Recently the team at Dremio open sourced The Gandiva Initiative for Apache Arrow. This is a new execution kernel for Arrow that is based on LLVM. Gandiva provides very significant performance improvements for low-level operations on Arrow buffers. Ravindra has put together an in-depth blog for a discussion on the design and some of the performance tests.

Gandiva is a mythical bow from the Indian epic The Mahabharata used by the hero Arjuna. According to the story Gandiva is indestructible, and it makes the arrows it fires 1000x more powerful.

Arrow and New Language Bindings

In addition to Java, C++, and Python, new language bindings have been created by the Arrow community.

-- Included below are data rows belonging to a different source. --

Issue #287, opened 2026-04-06
[EPIC] vNext Migration Plan


fdcastel:
**Source branch**: `v5-pr` ([PR #283](https://github.com/FirebirdSQL/firebird-odbc-driver/pull/283) — RFC only, DO NOT MERGE)  
**Target branch**: `master` (official)  
**Reference**: [`Docs/FIREBIRD_ODBC_MASTER_PLAN.original.md`](../tmp/v5-pr/Docs/FIREBIRD_ODBC_MASTER_PLAN.original.md) (v5-pr branch)  
**Last updated**: April 18, 2026

Legend:
| Status | Meaning |
|--------|---------|
| ✅ RESOLVED | Fix implemented and tested in `master` |
| 🔧 IN PROGRESS | Partially implemented or PR under review |
| ❌ OPEN | Not yet addressed |
| ⏯️ DEFERRED | delayed or put on hold until another task is finished |

---

## Already Merged to Master

These PRs have been completed and form the foundation for all subsequent work.

| # | Description | PR | Status |
|---|-------------|-----|--------|
| F-1 | **Google Test suite** — 375 tests (230 pass, 145 skip), regression testing baseline | [#276](https://github.com/FirebirdSQL/firebird-odbc-driver/pull/276) | ✅ RESOLVED |
| F-2 | **CMake build system** — Replaced 14 obsolete build configs, vendored headers fetched at build time, cross-platform (Windows + Linux + ARM64) | [#281](https://github.com/FirebirdSQL/firebird-odbc-driver/pull/281) | ✅ RESOLVED |
| F-3 | **GitHub Actions CI** — Build-and-test workflow (Windows + Linux), Firebird 5.0.2 via PSFirebird, 3 charset configurations, Invoke-Build script | [#282](https://github.com/FirebirdSQL/firebird-odbc-driver/pull/282) | ✅ RESOLVED |
| F-4 | **Array binding fix** — `sizeof(SQLINTEGER)` → `sizeof(SQLLEN)` indicator stride in OdbcStatement.cpp (fixes segfault on Linux) | [#279](https://github.com/FirebirdSQL/firebird-odbc-driver/pull/279) | ✅ RESOLVED |
[...]

PR #289, opened 2026-04-10
Add ASAN and Valgrind integration for CI test suite

### LINKED ISSUE #288: Adopt ASAN / Valgrind in the test suite
@fdcastel 

I think we should run all our tests 
1) with ASAN. That means we must make a special build (Debug, maybe wo extra logging) with -fsanitize-address, probably for both driver so & the test binary.
2) with Valgrind.

It will help us to maintain the code purity.

I just found a buffer overflow bug in legacy code (maybe it's already fixed in the futher PRs) while running tests with ASAN.

---

The best way is to add the custom cmake types (like DebugWithAsan & DebugWithValgrind), both with -O0, -g3 and no extra logging. It's ok to use simple Debug type for Valgrind run, if the extra logs aren't annoying. ASAN build is special due to the use of special flags & linkage.
And it's not a good idea to combine ASAN & Valgrind runs. So we should run our test suite twice. ASAN run has almost the same speed as the normal, Valgrind is much slower.

Perhaps it would be more efficient if I modify the CMake files and you handle the Windows installer?.. and of cause all that sanitizer stuff may be merged after this PR, no deps here. Do you expect any merge issues if I make changes to the master branch?

---

_Originally posted by @irodushka in https://github.com/FirebirdSQL/firebird-odbc-driver/issues/286#issuecomment-4224762569_

fdcastel:
## Summary

Integrate **AddressSanitizer (ASAN)** and **Valgrind** into the CI test pipeline so that memory bugs (buffer overflows, use-after-free, leaks, etc.) are caught automatically on every PR.

Closes #288

---

### CMake (`CMakeLists.txt`)

- **`ENABLE_ASAN`** option (default OFF, Linux/GCC/Clang only): appends `-fsanitize=address -fno-omit-frame-pointer` to compile and link flags. Suppresses `-DLOGGING` in Debug builds for cleaner sanitizer output.
- **`ENABLE_VALGRIND`** option (default OFF): finds the `valgrind` binary and configures `MEMORYCHECK_COMMAND` / `MEMORYCHECK_COMMAND_OPTIONS` for `ctest -T memcheck`.
- Mutual exclusion enforced: enabling both emits a `FATAL_ERROR`.
- Both options are guarded behind `if(NOT MSVC)` since MSVC ASAN has different semantics (future work).

### CMake Presets (`CMakePresets.json`)

- **`asan`** configure/build/test presets inheriting from `debug`, with `ASAN_OPTIONS` environment variable.
- **`valgrind`** configure/build/test presets inheriting from `debug`, with a 600s test timeout (Valgrind is ~10-20x slower).

### Build script (`firebird-odbc-driver.build.ps1`)

- New **`-Sanitizer`** parameter accepting `None`, `Asan`, `Valgrind`.
- Passes the corresponding `-DENABLE_ASAN=ON` or `-DENABLE_VALGRIND=ON` to CMake.
- Sets `ASAN_OPTIONS` / `LSAN_OPTIONS` environment variables at runtime for ASAN builds.
- Emits a warning and falls back to normal build on Windows.

### CI (`build-and-test.yml`)

- New **Linux x64 ASAN** matrix entry (ubuntu-22.04, Debug config).
- New **Linux x64 Valgrind** matrix entry (ubuntu-22.04, Debug config) with `valgrind` package installation.
- Sanitizer jobs set `ASAN_OPTIONS` and `LSAN_OPTIONS` environment variables.
- Sanitizer jobs do **not** upload release artifacts.

### Valgrind suppressions (`valgrind.supp`)

- Initial suppressions file seeded with a rule for `libfbclient.so` global initialization leaks.
- To be populated as false positives are discovered.

---

## Local usage

```bash
# ASAN build
cmake --preset asan
cmake --build --preset asan
ctest --preset asan

# Valgrind build
cmake --preset valgrind
cmake --build --preset valgrind
ctest --preset valgrind
```

### DIFF
--- a/CMakeLists.txt
+++ b/CMakeLists.txt
@@ -130,14 +130,16 @@ else()
 
     # Compiler optimization flags (from PR #248 / old makefile.linux)
     add_compile_options(
-        "$<$<CONFIG:Debug>:-O0;-g3;-D_DEBUG;-DDEBUG;-fexceptions>"
+        "$<$<CONFIG:Debug>:-O0;-g3;-D_DEBUG;-fexceptions>"
         "$<$<CONFIG:Release>:-O3;-DNDEBUG;-ftree-loop-vectorize>"
         "$<$<CONFIG:RelWithDebInfo>:-O2;-g;-DNDEBUG>"
         "$<$<CONFIG:MinSizeRel>:-Os;-DNDEBUG>"
     )
 
-    # LOGGING: Debug builds only; sanitizer builds strip it for cleaner output.
+    # Debug macros: DEBUG and LOGGING are for Debug builds only;
+    # sanitizer builds strip them for cleaner output (less noise in reports).
     if(CMAKE_BUILD_TYPE STREQUAL "Debug" AND NOT BUILD_WITH_ASAN AND NOT BUILD_WITH_VALGRIND)
+        add_definitions(-DDEBUG)
         add_definitions(-DLOGGING)
     endif()
 
--- a/CMakeLists.txt
+++ b/CMakeLists.txt
@@ -137,11 +137,8 @@ else()
     )
 
     # LOGGING: Debug builds only; sanitizer builds strip it for cleaner output.
-    if(CMAKE_BUILD_TYPE STREQUAL "Debug")
+    if(CMAKE_BUILD_TYPE STREQUAL "Debug" AND NOT BUILD_WITH_ASAN AND NOT BUILD_WITH_VALGRIND)
         add_definitions(-DLOGGING)
-    endif()
-    if(BUILD_WITH_ASAN OR BUILD_WITH_VALGRIND)
-        remove_definitions(-DLOGGING)
     endif()
 
     # SSE4.1 for x86/x86_64 (from PR #248)
--- a/CMakeLists.txt
+++ b/CMakeLists.txt
@@ -42,6 +42,38 @@ option(BUILD_SHARED_LIBS "Build shared libraries" ON)
 option(BUILD_TESTING "Build tests" ON)
 
 # ---------------------------------------------------------------------------
+# Sanitizer options (Linux / GCC / Clang only)
+# ---------------------------------------------------------------------------
+if(NOT MSVC)
+    option(ENABLE_ASAN "Enable AddressSanitizer (-fsanitize=address)" OFF)
+    option(ENABLE_VALGRIND "Enable Valgrind memcheck via CTest" OFF)
+
+    if(ENABLE_ASAN AND ENABLE_VALGRIND)
+        message(FATAL_ERROR "ENABLE_ASAN and ENABLE_VALGRIND are mutually exclusive. "
+                            "ASAN instruments the binary at compile time; Valgrind instruments at runtime. "
+                            "They must not be combined.")
+    endif()
+
+    if(ENABLE_ASAN)
+        message(STATUS "AddressSanitizer: ENABLED")
+        add_compile_options(-fsanitize=address -fno-omit-frame-pointer)
+        add_link_options(-fsanitize=address)
+    endif()
+
+    if(ENABLE_VALGRIND)
+        find_program(VALGRIND_COMMAND valgrind)
+        if(NOT VALGRIND_COMMAND)
+            message(FATAL_ERROR "Valgrind not found but ENABLE_VALGRIND is ON. "
+                                "Install it with: sudo apt-get install valgrind")
+        endif()
+        message(STATUS "Valgrind memcheck: ENABLED (${VALGRIND_COMMAND})")
+        set(MEMORYCHECK_COMMAND ${VALGRIND_COMMAND})
+        set(MEMORYCHECK_COMMAND_OPTIONS
+            "--leak-check=full --error-exitcode=1 --suppressions=${CMAKE_SOURCE_DIR}/valgrind.supp")
+    endif()
+endif()
+
+# ---------------------------------------------------------------------------
 # CPU architecture detection (from PR #248)
 # ---------------------------------------------------------------------------
 # On MSVC multi-config generators, -A Win32/ARM64 sets CMAKE_GENERATOR_PLATFORM
@@ -94,8 +126,17 @@ else()
     set(CMAKE_POSITION_INDEPENDENT_CODE ON)
 
     # Compiler optimization flags (from PR #248 / old makefile.linux)
+    if(ENABLE_ASAN)
+        # ASAN builds: debug flags without extra logging noise
+        add_compile_options(
+            "$<$<CONFIG:Debug>:-O0;-g3;-D_DEBUG;-DDEBUG;-fexceptions>"
+        )
+    else()
+        add_compile_options(
+            "$<$<CONFIG:Debug>:-O0;-g3;-D_DEBUG;-DDEBUG;-DLOGGING;-fexceptions>"
+        )
+    endif()
     add_compile_options(
-        "$<$<CONFIG:Debug>:-O0;-g3;-D_DEBUG;-DDEBUG;-DLOGGING;-fexceptions>"
         "$<$<CONFIG:Release>:-O3;-DNDEBUG;-ftree-loop-vectorize>"
         "$<$<CONFIG:RelWithDebInfo>:-O2;-g;-DNDEBUG>"
         "$<$<CONFIG:MinSizeRel>:-Os;-DNDEBUG>"
@@ -249,8 +290,12 @@ endif()
 # Debug-specific definitions (matching .vcxproj: DEBUG;LOGGING for Debug configs)
 target_compile_definitions(OdbcFb PRIVATE
     $<$<CONFIG:Debug>:DEBUG>
-    $<$<CONFIG:Debug>:LOGGING>
 )
+if(NOT ENABLE_ASAN)
+    target_compile_definitions(OdbcFb PRIVATE
+        $<$<CONFIG:Debug>:LOGGING>
+    )
+endif()
 
 # ---------------------------------------------------------------------------
 # Testing
--- a/CMakeLists.txt
+++ b/CMakeLists.txt
@@ -131,16 +131,18 @@ else()
     # Compiler optimization flags (from PR #248 / old makefile.linux)
     add_compile_options(
         "$<$<CONFIG:Debug>:-O0;-g3;-D_DEBUG;-DDEBUG;-fexceptions>"
-    )
-    # LOGGING definition: enable for Debug builds, suppress for sanitizer builds
-    if(NOT (BUILD_WITH_ASAN OR BUILD_WITH_VALGRIND))
-        add_definitions(-DLOGGING)
-    endif()
-    add_compile_options(
         "$<$<CONFIG:Release>:-O3;-DNDEBUG;-ftree-loop-vectorize>"
         "$<$<CONFIG:RelWithDebInfo>:-O2;-g;-DNDEBUG>"
         "$<$<CONFIG:MinSizeRel>:-Os;-DNDEBUG>"
     )
+
+    # LOGGING: Debug builds only; sanitizer builds strip it for cleaner output.
+    if(CMAKE_BUILD_TYPE STREQUAL "Debug")
+        add_definitions(-DLOGGING)
+    endif()
+    if(BUILD_WITH_ASAN OR BUILD_WITH_VALGRIND)
+        remove_definitions(-DLOGGING)
+    endif()
 
     # SSE4.1 for x86/x86_64 (from PR #248)
     if(FBODBC_ARCH STREQUAL "x86" OR FBODBC_ARCH STREQUAL "i686"
--- a/CMakeLists.txt
+++ b/CMakeLists.txt
@@ -42,28 +42,31 @@ option(BUILD_SHARED_LIBS "Build shared libraries" ON)
 option(BUILD_TESTING "Build tests" ON)
 
 # ---------------------------------------------------------------------------
-# Sanitizer options (Linux / GCC / Clang only)
+# Sanitizer options
 # ---------------------------------------------------------------------------
-if(NOT MSVC)
-    option(ENABLE_ASAN "Enable AddressSanitizer (-fsanitize=address)" OFF)
-    option(ENABLE_VALGRIND "Enable Valgrind memcheck via CTest" OFF)
+option(BUILD_WITH_ASAN "Enable AddressSanitizer (-fsanitize=address)" OFF)
+option(BUILD_WITH_VALGRIND "Enable Valgrind memcheck via CTest" OFF)
 
-    if(ENABLE_ASAN AND ENABLE_VALGRIND)
-        message(FATAL_ERROR "ENABLE_ASAN and ENABLE_VALGRIND are mutually exclusive. "
-                            "ASAN instruments the binary at compile time; Valgrind instruments at runtime. "
-                            "They must not be combined.")
-    endif()
+if(BUILD_WITH_ASAN AND BUILD_WITH_VALGRIND)
+    message(FATAL_ERROR "BUILD_WITH_ASAN and BUILD_WITH_VALGRIND are mutually exclusive. "
+                        "ASAN instruments the binary at compile time; Valgrind instruments at runtime. "
+                        "They must not be combined.")
+endif()
 
-    if(ENABLE_ASAN)
+if(MSVC AND (BUILD_WITH_ASAN OR BUILD_WITH_VALGRIND))
+    message(WARNING "Sanitizers are not yet supported on MSVC. "
+                    "BUILD_WITH_ASAN / BUILD_WITH_VALGRIND will be ignored.")
+elseif(NOT MSVC)
+    if(BUILD_WITH_ASAN)
         message(STATUS "AddressSanitizer: ENABLED")
         add_compile_options(-fsanitize=address -fno-omit-frame-pointer)
         add_link_options(-fsanitize=address)
     endif()
 
-    if(ENABLE_VALGRIND)
+    if(BUILD_WITH_VALGRIND)
         find_program(VALGRIND_COMMAND valgrind)
         if(NOT VALGRIND_COMMAND)
-            message(FATAL_ERROR "Valgrind not found but ENABLE_VALGRIND is ON. "
+            message(FATAL_ERROR "Valgrind not found but BUILD_WITH_VALGRIND is ON. "
                                 "Install it with: sudo apt-get install valgrind")
         endif()
         message(STATUS "Valgrind memcheck: ENABLED (${VALGRIND_COMMAND})")
@@ -126,15 +129,12 @@ else()
     set(CMAKE_POSITION_INDEPENDENT_CODE ON)
 
     # Compiler optimization flags (from PR #248 / old makefile.linux)
-    if(ENABLE_ASAN)
-        # ASAN builds: debug flags without extra logging noise
-        add_compile_options(
-            "$<$<CONFIG:Debug>:-O0;-g3;-D_DEBUG;-DDEBUG;-fexceptions>"
-        )
-    else()
-        add_compile_options(
-            "$<$<CONFIG:Debug>:-O0;-g3;-D_DEBUG;-DDEBUG;-DLOGGING;-fexceptions>"
-        )
+    add_compile_options(
+        "$<$<CONFIG:Debug>:-O0;-g3;-D_DEBUG;-DDEBUG;-fexceptions>"
+    )
+    # LOGGING definition: enable for Debug builds, suppress for sanitizer builds
+    if(NOT (BUILD_WITH_ASAN OR BUILD_WITH_VALGRIND))
+        add_definitions(-DLOGGING)
     endif()
     add_compile_options(
         "$<$<CONFIG:Release>:-O3;-DNDEBUG;-ftree-loop-vectorize>"
@@ -284,16 +284,6 @@ else()
         odbcinst
         dl
         pthread
-    )
-endif()
-
-# Debug-specific definitions (matching .vcxproj: DEBUG;LOGGING for Debug configs)
-target_compile_definitions(OdbcFb PRIVATE
-    $<$<CONFIG:Debug>:DEBUG>
-)
-if(NOT ENABLE_ASAN)
-    target_compile_definitions(OdbcFb PRIVATE
-        $<$<CONFIG:Debug>:LOGGING>
     )
 endif()
 
--- a/CMakePresets.json
+++ b/CMakePresets.json
@@ -36,7 +36,7 @@
             "displayName": "Debug + AddressSanitizer",
             "inherits": "debug",
             "cacheVariables": {
-                "ENABLE_ASAN": "ON"
+                "BUILD_WITH_ASAN": "ON"
             }
         },
         {
@@ -44,7 +44,7 @@
             "displayName": "Debug + Valgrind",
             "inherits": "debug",
             "cacheVariables": {
-                "ENABLE_VALGRIND": "ON"
+                "BUILD_WITH_VALGRIND": "ON"
             }
         }
     ],
--- a/CMakePresets.json
+++ b/CMakePresets.json
@@ -30,6 +30,22 @@
             "cacheVariables": {
                 "CMAKE_BUILD_TYPE": "Debug"
             }
+        },
+        {
+            "name": "asan",
+            "displayName": "Debug + AddressSanitizer",
+            "inherits": "debug",
+            "cacheVariables": {
+                "ENABLE_ASAN": "ON"
+            }
+        },
+        {
+            "name": "valgrind",
+            "displayName": "Debug + Valgrind",
+            "inherits": "debug",
+            "cacheVariables": {
+                "ENABLE_VALGRIND": "ON"
+            }
         }
     ],
     "buildPresets": [
@@ -42,6 +58,16 @@
             "name": "debug",
             "configurePreset": "default",
             "configuration": "Debug"
+        },
+        {
+            "name": "asan",
+            "configurePreset": "asan",
+            "configuration": "Debug"
+        },
+        {
+            "name": "valgrind",
+            "configurePreset": "valgrind",
+            "configuration": "Debug"
         }
     ],
     "testPresets": [
@@ -50,6 +76,26 @@
             "configurePreset": "default",
             "output": {
                 "outputOnFailure": true
+            }
+        },
+        {
+            "name": "asan",
+            "configurePreset": "asan",
+            "output": {
+                "outputOnFailure": true
+            },
+            "environment": {
+                "ASAN_OPTIONS": "detect_leaks=1:halt_on_error=1:print_stats=1"
+            }
+        },
+        {
+            "name": "valgrind",
+            "configurePreset": "valgrind",
+            "output": {
+                "outputOnFailure": true
+            },
+            "execution": {
+                "timeout": 600
             }
         }
     ]
--- a/CMakePresets.json
+++ b/CMakePresets.json
@@ -36,7 +36,8 @@
             "displayName": "Debug + AddressSanitizer",
             "inherits": "debug",
             "cacheVariables": {
-                "BUILD_WITH_ASAN": "ON"
+                "BUILD_WITH_ASAN": "ON",
+                "BUILD_WITH_VALGRIND": "OFF"
             }
         },
         {
@@ -44,7 +45,8 @@
             "displayName": "Debug + Valgrind",
             "inherits": "debug",
             "cacheVariables": {
-                "BUILD_WITH_VALGRIND": "ON"
+                "BUILD_WITH_VALGRIND": "ON",
+                "BUILD_WITH_ASAN": "OFF"
             }
         }
     ],
--- a/CMakePresets.json
+++ b/CMakePresets.json
@@ -12,7 +12,9 @@
             "description": "Default preset — uses 'build/' as the binary directory so that all tools (command-line, Visual Studio, CLion, VS Code) share the same layout.",
             "binaryDir": "${sourceDir}/build",
             "cacheVariables": {
-                "CMAKE_INSTALL_PREFIX": "${sourceDir}/install"
+                "CMAKE_INSTALL_PREFIX": "${sourceDir}/install",
+                "BUILD_WITH_ASAN": "OFF",
+                "BUILD_WITH_VALGRIND": "OFF"
             }
         },
         {
@@ -20,7 +22,9 @@
             "displayName": "Release",
             "inherits": "default",
             "cacheVariables": {
-                "CMAKE_BUILD_TYPE": "Release"
+                "CMAKE_BUILD_TYPE": "Release",
+                "BUILD_WITH_ASAN": "OFF",
+                "BUILD_WITH_VALGRIND": "OFF"
             }
         },
         {
@@ -28,7 +32,9 @@
             "displayName": "Debug",
             "inherits": "default",
             "cacheVariables": {
-                "CMAKE_BUILD_TYPE": "Debug"
+                "CMAKE_BUILD_TYPE": "Debug",
+                "BUILD_WITH_ASAN": "OFF",
+                "BUILD_WITH_VALGRIND": "OFF"
             }
         },
         {
--- a/MainUnicode.cpp
+++ b/MainUnicode.cpp
@@ -38,6 +38,21 @@
 extern FILE	*logFile;
 using namespace OdbcJdbcLibrary;
 
+#ifndef _WINDOWS
+// SQLWCHAR-aware length (in SQLWCHAR units), safe on Linux where
+// sizeof(wchar_t) != sizeof(SQLWCHAR). Do NOT use wcslen() on SQLWCHAR
+// data on Linux — it reads two SQLWCHARs per wchar_t and runs off the end.
+static size_t sqlwcharLen( const SQLWCHAR *s )
+{
+	size_t n = 0;
+	if ( !s )
+		return 0;
+	while ( s[n] )
+		++n;
+	return n;
+}
+#endif
+
 #ifdef _WINDOWS
 extern UINT codePage; // from Main.cpp
 #endif
@@ -85,7 +100,7 @@ public:
 			if ( length == SQL_NTS )
 				lengthString = 0;
 			else if ( retCountOfBytes )
-				lengthString = length / sizeof(wchar_t);
+				lengthString = length / sizeof(SQLWCHAR);
 			else
 				lengthString = length;
 		}
@@ -135,13 +150,33 @@ public:
 					if ( len > 0 )
 						len--;
 #else
-					len = mbstowcs( (wchar_t*)unicodeString, (const char*)byteString, lengthString );
+					// SQLWCHAR is 2 bytes on Linux (unixODBC defines it as unsigned short),
+					// but wchar_t is 4 bytes, so mbstowcs((wchar_t*)unicodeString, ...)
+					// both corrupts the output and risks overflowing the caller's buffer.
+					// Widen byte-by-byte into SQLWCHAR units, matching what unixODBC's
+					// ansi_to_unicode_copy() does internally. This is correct for the
+					// ASCII-only error/state strings that reach this code path; non-ASCII
+					// input will be handled by the broader ConvertingString rewrite tracked
+					// in issue #287 (Tier 9.1).
+					{
+						const SQLCHAR *src = byteString;
+						size_t i = 0;
+						while ( i < (size_t)lengthString && src[i] != 0 )
+						{
+							unicodeString[i] = (SQLWCHAR)( src[i] & 0xFF );
+							++i;
+						}
+						len = i;
+					}
 #endif
 				}
 
 				if ( len > 0 )
 				{
-					*(LPWSTR)(unicodeString + len) = L'\0';
+					// NUL-terminate in SQLWCHAR units. LPWSTR assignment of L'\0' writes
+					// sizeof(wchar_t) bytes, which overruns the output buffer by 2 bytes
+					// on Linux.
+					unicodeString[len] = 0;
 
 					if ( realLength )
 					{
@@ -170,12 +205,18 @@ public:
 		wchar_t saveWC;
 
 		if ( length == SQL_NTS )
+#ifdef _WINDOWS
 			length = (int)wcslen( (const wchar_t*)wcString );
-		else if ( wcString[length] != L'\0' )
+#else
+			length = (int)sqlwcharLen( wcString );
+#endif
+		else if ( wcString[length] != 0 )
 		{
 			ptEndWC = (wchar_t*)&wcString[length];
 			saveWC = *ptEndWC;
-			*ptEndWC = L'\0';
+			// Write a SQLWCHAR-sized NUL so we don't overrun the input by 2 bytes
+			// on Linux (wchar_t is 4 bytes there).
+			wcString[length] = 0;
 		}
 
 		if ( connection )
@@ -185,7 +226,10 @@ public:
 #ifdef _WINDOWS
 			bytesNeeded = WideCharToMultiByte( codePage, (DWORD)0, wcString, length, NULL, (int)0, NULL, NULL );
 #else
-			bytesNeeded = wcstombs( NULL, (const wchar_t*)wcString, length );
+			// See the symmetric comment in the destructor above: wcstombs assumes
+			// wchar_t-sized input, which corrupts SQLWCHAR data on Linux. The
+			// byte-narrowing loop below produces exactly `length` output bytes.
+			bytesNeeded = (size_t)length;
 #endif
 		}
 
@@ -198,7 +242,15 @@ public:
 #ifdef _WINDOWS
 			bytesNeeded = WideCharToMultiByte( codePage, 0, wcString, length, (LPSTR)byteString, (int)bytesNeeded, NULL, NULL );
 #else
-			bytesNeeded = wcstombs( (char *)byteString, (const wchar_t*)wcString, bytesNeeded );
+			{
+				size_t i = 0;
+				while ( i < (size_t)length && wcString[i] != 0 )
+				{
+					byteString[i] = (SQLCHAR)( wcString[i] & 0xFF );
+					++i;
+				}
+				bytesNeeded = i;
+			}
 #endif
 		}
 
@@ -219,16 +271,8 @@ protected:
 		case BYTESCHARS:
 			if ( lengthString )
 			{
-				// Floor the internal buffer at 8 bytes so that callers which pass a
-				// small SQLWCHAR output buffer (e.g. SQLGetDiagRecW with a 12-byte
-				// SQL state, yielding lengthString=3 on Linux where sizeof(wchar_t)=4)
-				// still have room for the 6-byte SQL state ("HY000\0") that
-				// OdbcError::sqlGetDiagRec strcpy's into this buffer. Keeping
-				// lengthString itself unchanged preserves the mbstowcs writeback
-				// bound and avoids smashing the caller's stack buffer.
-				const size_t bufSize = (lengthString + 2 < 8) ? 8 : (size_t)lengthString + 2;
-				byteString = new SQLCHAR[ bufSize ];
-				memset(byteString, 0, bufSize);
+				byteString = new SQLCHAR[ lengthString + 2 ];
+				memset( byteString, 0, lengthString + 2 );
 			}
 			else
 				byteString = NULL;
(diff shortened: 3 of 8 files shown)


fdcastel:
Yay! They are working!!!

image

fdcastel:
## Bug found and fixed by ASAN

The ASAN CI job introduced by this PR immediately caught a real memory bug in the driver.

### What ASAN reported

The first ASAN run failed on `DataTypeTest.SmallintRoundTrip` with:

```
AddressSanitizer: heap-buffer-overflow
WRITE of size 6 at ... (0 bytes past end of 5-byte region)
  #0 __interceptor_strcpy
  #1 OdbcError::sqlGetDiagRec
  #2 SQLGetDiagRecW
```

The full output is in the CI job log: GitHub Actions -> **Build and Test** -> job `ubuntu-22.04 / Debug / Asan` -> step **Run build script**.

### Root cause

`SQLGetDiagRecW` allocates a narrow-char work buffer for the SQL state:

```cpp
ConvertingString<> State( 12, sqlState );
```

In `ConvertingString`'s constructor, the byte-count to char-count conversion was:

```cpp
lengthString = length / sizeof(wchar_t);   // BUG
```

On Windows `sizeof(wchar_t) == sizeof(SQLWCHAR) == 2`, so `12/2 = 6` -> 8-byte buffer, no overflow.  
On Linux `sizeof(wchar_t) == 4` but `sizeof(SQLWCHAR) == 2` (unixODBC defines `SQLWCHAR` as `unsigned short`), so `12/4 = 3` -> 5-byte buffer.

`OdbcError::sqlGetDiagRec` then copies the SQL state ("HY000\0", 6 bytes) into that 5-byte buffer via `strcpy` -> 1-byte heap overflow. The same latent bug exists in `SQLErrorW` (same `State(12, sqlState)` pattern).

The bug was silently harmless on Windows and went undetected for years.

### Fix

One-line change in `MainUnicode.cpp` (commit 636972b):

```cpp
// Before
lengthString = length / sizeof(wchar_t);
// After
lengthString = length / sizeof(SQLWCHAR);
```

`sizeof(SQLWCHAR) == 2` on all platforms, giving a correct 8-byte buffer on Linux.

### CI after fix

All 4 matrix jobs now pass with no `continue-on-error` guard:

| Job | Result |
|-----|--------|
| ubuntu-22.04 / Release | pass |
| ubuntu-22.04 / Debug / ASAN | pass (375/375 tests) |
| ubuntu-22.04 / Debug / Valgrind | pass |
| windows-latest / Release | pass |

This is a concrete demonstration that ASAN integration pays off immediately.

  • C. One day a new member showed up and quietly opened ARROW-631 with a first pull request including over 18k lines of code. Kouhei Sutou had hand-built C bindings for Arrow based on GLib!!
  • Ruby. Kouhei also contributed Red Arrow, his Ruby bindings based on the C bindings he built. Kouhei also does a lot to support Arrow in Japan.
  • JavaScript. Two different projects for JavaScript bindings developed in parallel before the teams joined forces to produce a single high quality library. Brian Hulette at CCRi had been working on the Geomesa project, and he joined up with the folks at Graphistry, who cover their work in an article on KDNuggets, and there’s a cool video of their work (jump to 19:00). This JavaScript work also opens up Arrow to the world of node applications in exciting ways as well.
  • Rust. Andy Grove has been working on a Rust-based data processing platform similar to Spark that uses Arrow as its internal memory format. He wrote about this work in a blog here.
  • Go. Influxdata has started to use Arrow in their popular time series database, InfluxDB, and contributed Go bindings along the way. They shared some of of the interesting details of their implementation in a blog post.

What’s Next for Apache Arrow?

The Arrow community has grown very rapidly. In a little over two years, it has had more code contributions than many very popular projects that are 2 or 3 times its age. While it started with a format specification, it has grown both in breadth (bindings and languages) and depth (functionality and scope). Arrow is now so much more, and it has a very bright future.

It’s been exciting to see so much activity by so many different groups of users, each with different needs, but with so very much in common. The Arrow community will continue to work together to chart its own course, and I encourage you to join the mailing list to ask questions and to contribute your work to the project. Whether you’re a developer, can provide feedback on usage, help test, add documentation, or just talk about your use cases and workload, all types of help are valuable and appreciated.